There's a direct parallel here between that and what's happening in Ukraine and those Ukrainian priests who are basically supporting Putin's actions. As far as I'm concerned, they're collaborators. These priests who are getting on the radio or speaking to the press. They are collaborating with Putin to harm Ukraine, to force or attempt to force Ukraine to submit to the will of the Russians, and it's an international crime. And I'm willing to say here and now a lot of those priests are going to end up in the dockets at the International Criminal Court, and they're going to end up in prison to have a long think about not being true Christians, but political agents for Putin.

And how long does it take to investigate cases in international criminal tribunals in general? In particular, how long does it take to collect evidence, to qualify and verify all the materials? It is clear that a case can be investigated for a year or two, or it can be extended for five or ten years.

I think the trials will go on for quite a while. Now as far as the individual trial for individual perpetrators, it's hard to tell because of course you have the defense attorneys who are trying to get these alleged perpetrators off. So they can go a long time. 

But what I do think is that Ukraine is being very wise the way it's going about getting the documentation right now. Ukraine is not waiting until this war is over, until all of the atrocities have been perpetrated. Ukraine is in the process of collecting the documentation right now. The International Court is in the process of getting the documentation now. And that should move these cases forward much faster than we saw, for example, in Rwanda because the collection of the data, the testimony wasn't done until after the genocide was over. And the same thing in Sudan, it was collected during the period but not to the extent that we see in Ukraine. This is a very unique situation where Ukraine is on top of this now. And not only will more alleged perpetrators end up in the docket, but I think that early on the court will be moving fairly quickly because of the evidence that's been collected and there will probably be even more alleged perpetrators being tried than these other cases because of this collection.

And what, for example, was particularly outrageous to you in those situations when criminals who should have been held accountable and jailed for life or received 150 years for the crimes they committed, were able to avoid responsibility?

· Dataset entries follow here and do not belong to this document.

PR #1503, opened 2018-10-12
[For review] Queue: correct removal of queued command by type.

jotomo:


MilosKozak:
it removed only one half, right?

jotomo:
Yes, if two commands of the same type were next to each other in the queue, the second one wouldn't be checked. Currently, that shouldn't happen (since a later command of the same type would replace a queued one), but if that ever changes, this would cause a headache of a bug.

MilosKozak:
@jotomo thanks. bow.

PR #142, opened 2015-08-31
Also detect L10nJs using data-l10n-ids

mathjazz:
@Osmose


Osmose:
r+, with the caveat that I have no idea how that attribute works.

mathjazz:
L20n and webl10n (l10n.js) both require data-l10n-id attributes to be added to all localizable nodes. Their value is set to what ends up as key in the .l20n or .properties file.

The attribute is also very convenient for Pontoon, because it makes it really easy to detect in-page localizable nodes.

PR #143, opened 2015-08-31
Match source strings with all occurences in the DOM

mathjazz:
If we had multiple occurences of the same string in the DOM, we only
matched the last one.

Merging this one too to ship Donations form. Today is the day to break the rules I guess.

@Osmose


Osmose:
r+, this makes sense and helped me understand how pontoon.js works a little more. :D

PR #145, opened 2015-09-01
Bug 1179950: Enable timezone support.

Osmose:
This will require a config change to the Heroku apps before deploying them, namely setting the `TZ` environment variable to `UTC`.

I believe this will also fix bug 1199763.

@mathjazz r?


mathjazz:
I think you hardcoded TIME_ZONE in settings, otherwise it looks fine. r+wc

PR #146, opened 2015-09-02
Make a better icon for "No results"

yfdyh000:
We currently use the `fa-thumbs-down` for "No results", this gesture is not a friendly gesture.
I think the `fa-exclamation-circle` is a good choice.

Do I need to write a bug for the tiny patch?

### DIFF
--- a/pontoon/base/templates/translate.html
+++ b/pontoon/base/templates/translate.html
@@ -227,7 +227,7 @@
       <h2 id="not-on-page">Not on the current page</h2>
       {% endif %}
       <ul class="uneditables"></ul>
-      <h3 class="no-match"><div class="fa fa-thumbs-down"></div>No results</h3>
+      <h3 class="no-match"><div class="fa fa-exclamation-circle"></div>No results</h3>
     </div>
   </div>
 


mathjazz:
Thanks for the patch!

I agree `fa-thumbs-down` is not the best choice, however `fa-exclamation-circle` is very similar to `fa-exclamation-triangle` we use for strings that Need work.

What about `meh-o` or `frown-o`?

yfdyh000:
I hope users don't get the negative emotions because of this situation, so I feel these not a good choice.

I think the `fa-exclamation-circle` is enough to distinguish, through the size and shape.

mathjazz:
Don't you get negative emotions if you get No results regardless of the image? ;)

But I think I know what you mean, ideally we should use something that not only communicates "sad", but also "cute". Something like this: http://i.imgur.com/HtCOIDp.jpg

yfdyh000:
No, I just know I'm wrong, if the image is a neutral or prompt nature, and no regrets.

mathjazz:
OK, I'm giving this r+ and merging, will probably get into production tomorrow.

mathjazz:
Thank you for your contribution! ;)

PR #147, opened 2015-09-02
Remove chrome:// URLs from tiles CSS

mathjazz:
They prevent Pontoon from building in production by raising
whitenoise.django.MissingFileError.

@jotes r?


jotes:
Overall looks good for me, however, I'm not sure if browser don't require them.

mathjazz:
I tested the page and it looks exactly the same, so I guess it doesn't. Thanks!

PR #149, opened 2015-09-03
Bug 1178874: Add support for silme formats to sync_projects.

Osmose:
Adds support for ini, dtd, and properties files, including more format tests for them. This also switches us to using the silme fork at https://github.com/Osmose/silme/ instead of the HG-hosted version.

This also changes how we build entities in vcs_models; in order to support both asymmetric and symmetric formats, we first build entities based on the source resource files, and then load translations from each translated resource. 

I did manual testing for DTD files, but haven't yet manually tested ini and properties files. Suggestions on good projects to use for testing those are welcome, otherwise we can just test on staging before merging.

@mathjazz r?

### DIFF
--- a/pontoon/base/formats/silme.py
+++ b/pontoon/base/formats/silme.py
@@ -1,0 +1,161 @@
+from __future__ import absolute_import  # Same name as silme library.
+"""
+Parser for silme-compatible translation formats.
+"""
+import codecs
+from collections import OrderedDict
+
+import silme
+from silme.format.dtd import FormatParser as DTDParser
+from silme.format.ini import FormatParser as IniParser
+from silme.format.properties import FormatParser as PropertiesParser
+
+from pontoon.base import SyncError
+from pontoon.base.formats.base import ParsedResource
+from pontoon.base.vcs_models import VCSTranslation
+
+
+class SilmeEntity(VCSTranslation):
+    def __init__(self, silme_object, comments=None, order=0):
+        self.silme_object = silme_object
+        self.strings = {None: self.silme_object.value} if self.silme_object.value else {}
+        self.comments = comments or []
+        self.order = order
+        self.last_translator = None
+        self.last_update = None
+
+    @property
+    def key(self):
+        return self.silme_object.id
+
+    @property
+    def source_string(self):
+        return self.silme_object.value or ''
+
+    @property
+    def source_string_plural(self):
+        return ''
+
+    @property
+    def fuzzy(self):
+        return False
+
+    @fuzzy.setter
+    def fuzzy(self, fuzzy):
+        pass  # We don't use fuzzy in silme
+
+    @property
+    def source(self):
+        return []
+
+    def __eq__(self, other):
+        return self.key == other.key and self.strings.get(None) == other.strings.get(None)
+
+    def __ne__(self, other):
+        return not self.__eq__(other)
+
+
+class SilmeResource(ParsedResource):
+    def __init__(self, parser, path, source_resource=None):
+        self.parser = parser
+        self.path = path
+        self.source_resource = source_resource
+
+        # Preserve entity order via an OrderedDict.
+        if source_resource:
+            self.entities = source_resource.entities
+        else:
+            self.entities = OrderedDict()
+
+        with codecs.open(path, 'r', 'utf-8') as f:
+            self.structure = parser.get_structure(f.read())
+
+        comments = []
+        current_order = 0
+        for obj in self.structure:
+            if isinstance(obj, silme.core.entity.Entity):
+                entity = SilmeEntity(obj, comments, current_order)
+                self.entities[entity.key] = entity
+                current_order += 1
+                comments = []
+            elif isinstance(obj, silme.core.structure.Comment):
+                for comment in obj:
+                    # Silme groups comments together, so we strip
+                    # whitespace and split them up.
+                    lines = unicode(comment).strip().split('\n')
+                    comments += [line.strip() for line in lines]
+
+    @property
+    def translations(self):
+        return self.entities.values()
+
+    def save(self, locale):
+        """
+        Load the source resource, modify it with changes made to this
+        Resource instance, and save it over the locale-specific
+        resource.
+        """
+        if self.source_resource is None:
+            raise SyncError('Cannot save silme resource {0}: No source resource given.'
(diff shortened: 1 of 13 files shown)


pontoon/base/formats/silme.py
```diff
@@ -0,0 +1,161 @@
...
+                self.entities[entity.key] = entity
+                current_order += 1
+                comments = []
+            elif isinstance(obj, silme.core.structure.Comment):
+                for comment in obj:
+                    # Silme groups comments together, so we strip
+                    # whitespace and split them up.
+                    lines = unicode(comment).strip().split('\n')
+                    comments += [line.strip() for line in lines]
+
```
mathjazz: We should probably move this to Silme. One day.

pontoon/base/formats/silme.py
```diff
@@ -0,0 +1,161 @@
...
+                translated_entity
+                and None in translated_entity.strings
+                and translated_entity != silme_entity
+            )
+            if have_translation:
+                new_structure.modify_entity(key, translated_entity.strings[None])
+            else:
+                # Remove untranslated entity and following newline
+                pos = new_structure.entity_pos(key)
+                new_structure.remove_entity(key)
```
mathjazz: This line should be the only thing required, the rest should be moved to Silme. One day.

mathjazz:
Nice, seems like you also took care of bug https://bugzilla.mozilla.org/show_bug.cgi?id=1199489:
https://github.com/Osmose/pontoon/blob/silme/pontoon/base/formats/silme.py#L105

You will also need to ignore some files for some projects:
https://github.com/mozilla/pontoon/blob/master/pontoon/administration/files.py#L728
https://github.com/mozilla/pontoon/blob/master/pontoon/administration/files.py#L1235-L1238

And, obsolete files (removed from source directory) also need to get removed from locale directory:
https://github.com/mozilla/pontoon/blob/master/pontoon/administration/files.py#L1227-L1246

But I think that's currently not working anyways, so it can wait:
https://bugzilla.mozilla.org/show_bug.cgi?id=1201431

I tested the code locally with FHR, which is a PO & .properties project. I changed one string only (Jan -> Janvar) and this happened on sync:
http://viewvc.svn.mozilla.org/vc/projects/l10n-misc/trunk/firefoxhealthreport/locale/sl/dateFormat.properties?r1=115824&r2=145923&sortby=date

Osmose:
> I tested the code locally with FHR, which is a PO & .properties project. I changed one string only (Jan -> Janvar) and this happened on sync:
> http://viewvc.svn.mozilla.org/vc/projects/l10n-misc/trunk/firefoxhealthreport/locale/sl/dateFormat.properties?r1=115824&r2=145923&sortby=date

Just a note, you can pass the `--no-commit` flag to `sync_projects` to avoid actually committing the changes. That lets you check out the sync results locally without modifying the remote repo.

Osmose:
Updated with a fix for the removed strings mentioned above, including some extra tests for the cases that caused the issues.

Osmose:
> You will also need to ignore some files for some projects:
> https://github.com/mozilla/pontoon/blob/master/pontoon/administration/files.py#L728
> https://github.com/mozilla/pontoon/blob/master/pontoon/administration/files.py#L1235-L1238

That should be handled by https://github.com/mozilla/pontoon/blob/5c45a6b25acc236cc4162024c5a76ef22899f427/pontoon/base/models.py#L246, I think. Did you run into an issue during testing? How could I replicate?

There's still the issue of connecting to your special repo vs the normal repo though: https://github.com/mozilla/pontoon/blob/5c45a6b25acc236cc4162024c5a76ef22899f427/pontoon/administration/files.py#L770

I need a refresher on how that works to figure out how I'd like to handle it with the new sync process.

Osmose:
> There's still the issue of connecting to your special repo vs the normal repo though: https://github.com/mozilla/pontoon/blob/5c45a6b25acc236cc4162024c5a76ef22899f427/pontoon/administration/files.py#L770
> 
> I need a refresher on how that works to figure out how I'd like to handle it with the new sync process.

I'll file a separate bug for this issue to keep this PR slim.

mathjazz:
I continued testing FHR and your fix did the trick.

But I found a weird bug when I updated a translation in SVN and then synced. A new file showed up among resources;
http://viewvc.svn.mozilla.org/vc/projects/l10n-misc/trunk/firefoxhealthreport/locale/en-US/date.lang?view=markup&sortby=file

I guess the old script we still use when adding project didn't detect it because it looks a bit weird (probably not valid .lang file). And it was actually OK that it wasn't detected, beause it looks like converted dateFormat.properties file.

Also, only 34/47 strings were translated for sl:
https://etherpad.mozilla.org/pontoon-silme

Although sl file looks fully translated:
http://viewvc.svn.mozilla.org/vc/projects/l10n-misc/trunk/firefoxhealthreport/locale/sl/date.lang?view=markup&sortby=file

I think we should change our .lang parser to ignore such files. But it would be interesting to figure out why not all translations were imported.

I'll keep testing with Firefox OS.

mathjazz:
Firefox OS, Pontoon Intro and the Donations Form (or should I rename it to Donation form?) all work fine! Great job! So there's only FHR edge case remaining.

Osmose:
> But I found a weird bug when I updated a translation in SVN and then synced. A new file showed up among resources;
> http://viewvc.svn.mozilla.org/vc/projects/l10n-misc/trunk/firefoxhealthreport/locale/en-US/date.lang?view=markup&sortby=file
> 
> I guess the old script we still use when adding project didn't detect it because it looks a bit weird (probably not valid .lang file). And it was actually OK that it wasn't detected, beause it looks like converted dateFormat.properties file.

Filed as https://bugzilla.mozilla.org/show_bug.cgi?id=1201936, it's separate from silme.

mathjazz:
In this case: r+!

Osmose:
> Also, only 34/47 strings were translated for sl:
> https://etherpad.mozilla.org/pontoon-silme
> 
> Although sl file looks fully translated:
> http://viewvc.svn.mozilla.org/vc/projects/l10n-misc/trunk/firefoxhealthreport/locale/sl/date.lang?view=markup&sortby=file

The translated strings are missing `{ok}` tags to mark them as unchanged but translated. Hence, they're marked as untranslated. Saving the translations and syncing again should add the tags in.

PR #153, opened 2015-09-03
Fix pluralized string length calculation

mathjazz:
@Osmose r?


pontoon/base/static/js/translate_old.js
```diff
@@ -270,7 +270,6 @@ var Pontoon = (function (my) {
       }
 
       // Length
-      console.log(this.isPluralized());
```
Osmose: Thaaaaaaaanks

Osmose:
r+

PR #156, opened 2015-09-04
Properly detect in-place localization mode

mathjazz:
We might have projects with both, subpages with page_urls and resource
files without in-place localization.

@Osmose r?


Osmose:
r+ :D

It's extremely disturbing. In fact, I know in the case of Rwanda there's a priest who was a head priest in Kigali, the capital of Rwanda. He used the church as a sanctuary. So he said. He would invite people in, the Tootsies, the potential victims, and he would give them places to sleep. Give them food to eat. But frequently every night of a week, he would approach young women and tell him that he wanted to go to bed with them. If they refused, that very night, he would turn the women over to the killers and that was it. That man has not been found guilty yet, and he's living with great wealth in France. That is absolutely absurd, and anybody who gets off scott free, there's something wrong with it. There's something wrong with a system if that happens because these people need to be held accountable. And if they're not, it's not fair to the perpetrators. It's not fair to the country Ukraine and something needs to be done about that. Now you may know the International Criminal Court can try as many perpetrators or alleged perpetrators that they wish. If Ukraine gets to the point thinking well, they're not doing the job that we think they should do, Ukraine does have the right to hold national courts or establish a national Court to try these perpetrators as well. And who knows they may do it. But my sense is the International Criminal Court is very serious about this and wants to get these perpetrators into the dockets to try them, starting at the top with Putin.